在法国时,徐云雾和苏湛同在一所学校,苏湛高她一届。那会儿他们时不时会遇见。校园的某个图书馆,学校附近的酒吧,华裔间的聚餐……随着时间推移,越发地频繁。等徐云雾察觉到异样时,苏湛已经将一枚天价粉钻递到了她的面前。
当时他说:“它叫Mist【薄雾】,是刻着你的名字的粉钻。我看到它就觉得应该属于你,就像我第一眼看到你,就认定你该属于我。”
曾经有一段,徐云雾特别迷粉钻原石。她悄悄喜欢霍星延,想着有一天能拥有一枚他送的粉钻。只可惜,幻梦破灭。
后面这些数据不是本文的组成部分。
PR #2028, opened 2025-01-24
Remove int cast for max_features in RF Classifier

### LINKED ISSUE #2027: Random Forest max_features is incorrectly cast to int
The `max_features` parameter is cast to an integer, but according to the [SKlearn documentation ](https://scikit-learn.org/stable/modules/generated/sklearn.ensemble.RandomForestClassifier.html), `max_features` can be `str`, `int`, `float`.

timovdk:
`max_features` can be of types `int, float, str`: [RandomForestClassifier SKLearn Documentation](https://scikit-learn.org/stable/modules/generated/sklearn.ensemble.RandomForestClassifier.html)
Closes #2027


J535D165:
Thanks!

PR #2041, opened 2025-01-30
Add models with parameters for V2 version

J535D165:
PR for models and their params.


timovdk:
What does the u2 vs u4 indicate?

asreview/models/models.py
```diff
@@ -16,18 +16,21 @@
...
 MODELS_CONFIG = [
     {
-        "name": "elas_u4",
-        "label": "ELAS u4",
+        "name": "elas_u2",
+        "label": "ELAS u2",
         "value": ActiveLearningCycleData(
             querier="max",
             classifier="nb",
+            classifier_param={"alpha": 3.822},
```
timovdk, line 24: Why are we using the 1.6 default for alpha here?

asreview/models/models.py
```diff
@@ -16,18 +16,21 @@
 
 MODELS_CONFIG = [
     {
-        "name": "elas_u4",
-        "label": "ELAS u4",
+        "name": "elas_u2",
+        "label": "ELAS u2",
```
timovdk, line 20: What do u4 and u2 refer to?

PR #2044, opened 2025-02-03
Add Normalized Discounted Cumulative Gain Metric

### LINKED ISSUE #2031: Implement Normalized Discounted Cumulative Gain metric
Implementing the Normalized Discounted Cumulative Gain as a performance metric in ASReview https://en.wikipedia.org/wiki/Discounted_cumulative_gain#Normalized_DCG would be nice. This algorithm penalizes relevant records lower in the result list.

timovdk:
Implements the NDCG metric
Closes #2031


asreview/metrics.py
```diff
@@ -39,3 +39,30 @@ def loss(labels: list[int]):
     return float(
         (Ny * (Nx - (Ny - 1) / 2) - np.cumsum(labels).sum()) / (Ny * (Nx - Ny))
     )
+
+
+def ndcg(labels: list[int]):
+    """Compute the Normalized Discounted Cumulative Gain (NDCG) https://doi.org/10.48550/arXiv.1304.6480 for binary labels.
```
J535D165, line 45: Can you keep the title short? See PEP 257.

asreview/metrics.py
```diff
@@ -39,3 +39,30 @@ def loss(labels: list[int]):
...
+
+    def dcg_binary(binary_labels):
+        gains = binary_labels  # Gains are the binary labels
+        discounts = 1.0 / np.log2(np.arange(2, len(binary_labels) + 2))
+        return np.sum(gains * discounts)
+
+    ideal_labels = np.sort(labels)[::-1]  # Ideal ranking (sorted labels)
+    actual_dcg = dcg_binary(labels)  # Use binary DCG
+    ideal_dcg = dcg_binary(ideal_labels)  # Use binary DCG for ideal
+
```
J535D165, line 67: I prefer to compute it without the extra function. 

```python
Ny = sum(labels)
Nx = len(labels)
if Ny == 0 or Nx == Ny:
    raise ValueError("Labels must contain two distinct classes.")

dcg = np.sum(labels * / np.log2(np.arange(2, Nx + 2)))
idcg = np.sum(1 * / np.log2(np.arange(2, Ny + 2)))

ndcg = float(dcg/idcg)
```

This might also fix the test.

J535D165 (changes requested):
Thanks for the implementation. I'm curious about this metric. 

Can you also add this metric to the simulation output `Simulate`?

I wonder how this metric performs between datasets. The metric is perfect for comparing prior knowledge and models on a single dataset, but I want to know what happens if you compare datasets of various sizes and inclusion percentages. 

Consider for example

```python
ndcg([1,1,1,0,1,0,0,0]
```
and 
```python
ndcg([1,0,1,0,0]
```

Both cases are 1-off the best solution, but the metric differs, isn't it?

timovdk:
> Thanks for the implementation. I'm curious about this metric.
> 
> Can you also add this metric to the simulation output `Simulate`?
> 
> I wonder how this metric performs between datasets. The metric is perfect for comparing prior knowledge and models on a single dataset, but I want to know what happens if you compare datasets of various sizes and inclusion percentages.
> 
> Consider for example
> 
> ```python
> ndcg([1,1,1,0,1,0,0,0]
> ```
> 
> and
> 
> ```python
> ndcg([1,0,1,0,0]
> ```
> 
> Both cases are 1-off the best solution, but the metric differs, isn't it?

The metric indeed differs. For the first case, `ndcg([1,1,1,0,1,0,0,0]) = 0.98`. For the second case, `ndcg([1,0,1,0,0]) = 0.92`

J535D165:
Thanks for resolving the issues. Can you add it to `Simulate` class?

J535D165:
> > Thanks for the implementation. I'm curious about this metric.
> > Can you also add this metric to the simulation output `Simulate`?
> > I wonder how this metric performs between datasets. The metric is perfect for comparing prior knowledge and models on a single dataset, but I want to know what happens if you compare datasets of various sizes and inclusion percentages.
> > Consider for example
> > ```python
> > ndcg([1,1,1,0,1,0,0,0]
> > ```
> > 
> > 
> >     
> >       
> >     
> > 
> >       
> >     
> > 
> >     
> >   
> > and
> > ```python
> > ndcg([1,0,1,0,0]
> > ```
> > 
> > 
> >     
> >       
> >     
> > 
> >       
> >     
> > 
> >     
> >   
> > Both cases are 1-off the best solution, but the metric differs, isn't it?
> 
> The metric indeed differs. For the first case, `ndcg([1,1,1,0,1,0,0,0]) = 0.98`. For the second case, `ndcg([1,0,1,0,0]) = 0.92`

Thanks, it makes sense. Let's test it in our parameter optimization study :)

asreview/simulation/simulate.py
```diff
@@ -20,7 +20,7 @@
 import pandas as pd
 from tqdm import tqdm
 
-from asreview.metrics import loss
+from asreview.metrics import loss, ndcg
```
J535D165, line 23:
```suggestion
from asreview.metrics import loss
from asreview.metrics import ndcg
```

tests/test_metrics.py
```diff
@@ -2,7 +2,7 @@
 import pytest
 from numpy.testing import assert_almost_equal
 
-from asreview.metrics import loss
+from asreview.metrics import loss, ndcg
```
J535D165, line 5:
```suggestion
from asreview.metrics import loss
from asreview.metrics import ndcg
```

J535D165 (approved):

J535D165:
Thanks a lot

PR #2051, opened 2025-02-06
Rename navrail items (customize, settings)

J535D165:
As suggested by Berke. 

New: 

localhost_3000_reviews_f212ad6d81584f2695db28b477867f3b_setup

Old: 

localhost_3000_reviews_f212ad6d81584f2695db28b477867f3b_setup (1)

@AnqieDong @BerkeYazan @terrymyc Please help me? Yes or no?


AnqieDong:
> As suggested by Berke.
> 
> New:
> 
> localhost_3000_reviews_f212ad6d81584f2695db28b477867f3b_setup
> 
> Old:
> 
> localhost_3000_reviews_f212ad6d81584f2695db28b477867f3b_setup (1)
> 
> @AnqieDong @BerkeYazan @terrymyc Please help me? Yes or no?



> **Setup** and **Settings** in the new screenshot are confusing. **Settings** are often used for global settings, and the gear icon is used in this case. For project-specific adjustment, **Customize Project**/**Customization** is more appropriate. You don't _set up_ a project after a project has been _set up_.



> **Setup** and **Settings** in the new screenshot are confusing. **Settings** are often used for global settings, and the gear icon is used in this case. For project-specific adjustment, **Customize Project**/**Customization** is more appropriate. You don't _set up_ a project after a project has been _set up_.

I agree. “Customise” could work, or “Configuration”. Or “Tune” with this icon: https://fonts.google.com/icons?selected=Material+Symbols+Outlined:tune:FILL@0;wght@400;GRAD@0;opsz@24&icon.query=custom&icon.size=24&icon.color=%235f6368. If we change “Display” to “Settings”, it should have the settings icon, not the display settings icon.

BerkeYazan:
I think 'Settings' should be changed, I'm okay with all the alternatives like 'customize', 'tune' etc. It should indicate that we're changing the parameters of the model.

For the 'Display' part, I agree with Angie that it should have the settings gear icon if we were to go with that change.

PR #367, opened 2026-03-30
Replace docker exec gnoi_client with native Python gRPC calls

sigabrtv1-ui:
## What I did

Refactored `gnoi_shutdown_daemon` to use direct Python gRPC calls instead of shelling out to `docker exec gnmi gnoi_client`.

## Why I did it

Three issues in the current subprocess-based approach:

1. **Broken RebootStatus detection** — the poll checks `"reboot complete" in out_s.lower()`, but `gnoi_client` outputs JSON (`{"active":false,"status":{"status":"STATUS_SUCCESS"}}`). The substring never matches, so **the poll always times out** regardless of DPU state.

2. **Suppressed error context** — `_send_reboot_command()` uses `suppress_stderr=True`, discarding Go panic traces from `gnoi_client`. The daemon logs only `"Reboot command failed"` with no actionable detail.

3. **Unnecessary NPU gnmi container dependency** — the current path shells into the NPU `gnmi` container to run `gnoi_client`, but the DPU's own gnmi server is the actual RPC endpoint. Direct gRPC connects without this intermediary.

## How I did it

- Vendored gNOI System proto Python stubs (from [openconfig/gnoi](https://github.com/openconfig/gnoi)) into `host_modules/gnoi/`
- Added a `GnoiClient` wrapper (`client.py`) with `reboot()`, `reboot_status()`, `cancel_reboot()` methods
- Refactored `_send_reboot_command` → `GnoiClient.reboot()` with proper `grpc.RpcError` handling (status codes + details)
- Refactored `_poll_reboot_status` → checks `resp.active` and `resp.status.status` protobuf fields directly
- Added `grpcio` and `protobuf` to `setup.py` dependencies
- Updated all unit tests + added new coverage for gRPC error paths

## How to verify it

On a SmartSwitch with DPU:
1. Set DPU admin_status to down in CONFIG_DB
2. Verify the daemon sends gNOI Reboot HALT via direct gRPC (no `docker exec` in logs)
3. Verify RebootStatus polling correctly detects completion (should NOT time out when DPU reports success)
4. Check syslog for structured error messages on failures (status code + details)

Design doc: #361


host_modules/gnoi/client.py
```diff
@@ -0,0 +1,99 @@
...
+Wraps the vendored proto stubs to provide reboot() and reboot_status()
+with proper error handling and structured responses.
+"""
+
+import grpc
+from host_modules.gnoi import system_pb2
+from host_modules.gnoi import system_pb2_grpc
+
+
+class GnoiClient:
```
hdwhdw, line 16: We might have other gnoi services. Should not pin it to System.

hdwhdw (changes requested):

host_modules/gnoi/client.py
sigabrtv1-ui: Good call — refactored in 5b12fba. `GnoiClient` now manages just the gRPC channel and exposes service stubs via properties (`client.system`). Future gNOI services (Healthz, Cert, etc.) can add their own `@property` or use `client.channel` directly for custom stubs.

hdwhdw: Call should be routed from through service. client.system.reboot instead of client.reboot.

sigabrtv1-ui: Updated in 9fa8000 — removed all convenience methods. Callers now go through `client.system.Reboot()` / `client.system.RebootStatus()` directly. GnoiClient just manages the channel + exposes service stubs via properties.

hdwhdw (approved):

那时候的她不曾想一两年之后异国他乡,会有一个男人主动将她最爱的粉钻递到她的面前,那粉钻叫薄雾,真正意义上地带着她的名字。
浪漫吗?
自是浪漫的。
但徐云雾发现自己好像没那么喜欢粉钻了,看着它,她的心间甚至没生出一丝波澜。
她拒了那枚粉钻,也就是拒绝了苏湛。
“我只属于我自己。”
事实亦如此,为了保有自己她连初心动霍星延都能舍弃。这样的她,又怎么会成为另外一个男人的所有物?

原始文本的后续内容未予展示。